Provided material ->
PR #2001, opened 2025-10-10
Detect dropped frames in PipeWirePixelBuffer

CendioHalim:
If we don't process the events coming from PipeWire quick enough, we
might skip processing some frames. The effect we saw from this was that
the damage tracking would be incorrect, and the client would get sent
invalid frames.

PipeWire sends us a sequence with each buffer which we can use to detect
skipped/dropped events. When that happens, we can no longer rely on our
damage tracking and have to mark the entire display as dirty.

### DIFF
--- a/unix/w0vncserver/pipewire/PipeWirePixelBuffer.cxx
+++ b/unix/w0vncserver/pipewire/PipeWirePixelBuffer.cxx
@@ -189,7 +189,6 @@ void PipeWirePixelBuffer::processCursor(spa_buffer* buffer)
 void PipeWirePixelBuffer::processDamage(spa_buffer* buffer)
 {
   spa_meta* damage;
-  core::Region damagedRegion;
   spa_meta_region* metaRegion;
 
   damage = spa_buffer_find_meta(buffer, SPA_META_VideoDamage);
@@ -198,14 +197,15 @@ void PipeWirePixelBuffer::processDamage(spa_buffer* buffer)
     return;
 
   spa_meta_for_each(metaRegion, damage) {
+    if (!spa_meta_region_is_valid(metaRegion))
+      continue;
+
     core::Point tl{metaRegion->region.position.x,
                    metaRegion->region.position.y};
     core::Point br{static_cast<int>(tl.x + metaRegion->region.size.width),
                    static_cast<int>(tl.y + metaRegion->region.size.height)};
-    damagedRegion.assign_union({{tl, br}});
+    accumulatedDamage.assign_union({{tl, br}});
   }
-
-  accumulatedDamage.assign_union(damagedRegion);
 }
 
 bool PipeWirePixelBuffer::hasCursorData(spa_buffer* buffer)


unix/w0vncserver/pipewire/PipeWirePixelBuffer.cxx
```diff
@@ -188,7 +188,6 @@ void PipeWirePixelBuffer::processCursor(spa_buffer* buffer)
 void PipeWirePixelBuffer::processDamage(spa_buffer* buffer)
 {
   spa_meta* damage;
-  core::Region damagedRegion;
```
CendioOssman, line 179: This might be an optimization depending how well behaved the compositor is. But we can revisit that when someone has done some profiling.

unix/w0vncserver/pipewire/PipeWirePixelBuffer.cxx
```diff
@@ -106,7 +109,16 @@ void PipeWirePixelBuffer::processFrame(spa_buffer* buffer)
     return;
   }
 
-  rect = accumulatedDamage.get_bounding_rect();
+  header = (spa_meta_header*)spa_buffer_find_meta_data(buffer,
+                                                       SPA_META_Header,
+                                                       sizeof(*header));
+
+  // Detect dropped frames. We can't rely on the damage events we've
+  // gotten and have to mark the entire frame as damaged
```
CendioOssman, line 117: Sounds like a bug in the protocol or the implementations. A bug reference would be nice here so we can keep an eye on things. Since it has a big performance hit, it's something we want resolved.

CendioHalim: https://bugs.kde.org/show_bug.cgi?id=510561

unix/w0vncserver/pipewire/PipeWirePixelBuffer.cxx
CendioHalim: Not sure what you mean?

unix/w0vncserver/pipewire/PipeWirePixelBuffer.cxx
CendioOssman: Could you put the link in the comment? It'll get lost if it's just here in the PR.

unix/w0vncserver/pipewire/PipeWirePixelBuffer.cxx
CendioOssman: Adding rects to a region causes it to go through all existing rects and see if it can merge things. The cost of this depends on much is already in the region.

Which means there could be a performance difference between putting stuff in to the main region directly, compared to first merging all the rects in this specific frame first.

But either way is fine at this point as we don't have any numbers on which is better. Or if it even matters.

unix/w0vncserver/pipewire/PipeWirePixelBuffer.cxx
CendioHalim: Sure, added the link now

What is needed ->
Your answer should consist of the lines from the listing that hold the word "metaRegion".

Exercise response ->
   spa_meta_region* metaRegion;
   spa_meta_for_each(metaRegion, damage) {
+    if (!spa_meta_region_is_valid(metaRegion))
     core::Point tl{metaRegion->region.position.x,
                    metaRegion->region.position.y};
     core::Point br{static_cast<int>(tl.x + metaRegion->region.size.width),
                    static_cast<int>(tl.y + metaRegion->region.size.height)};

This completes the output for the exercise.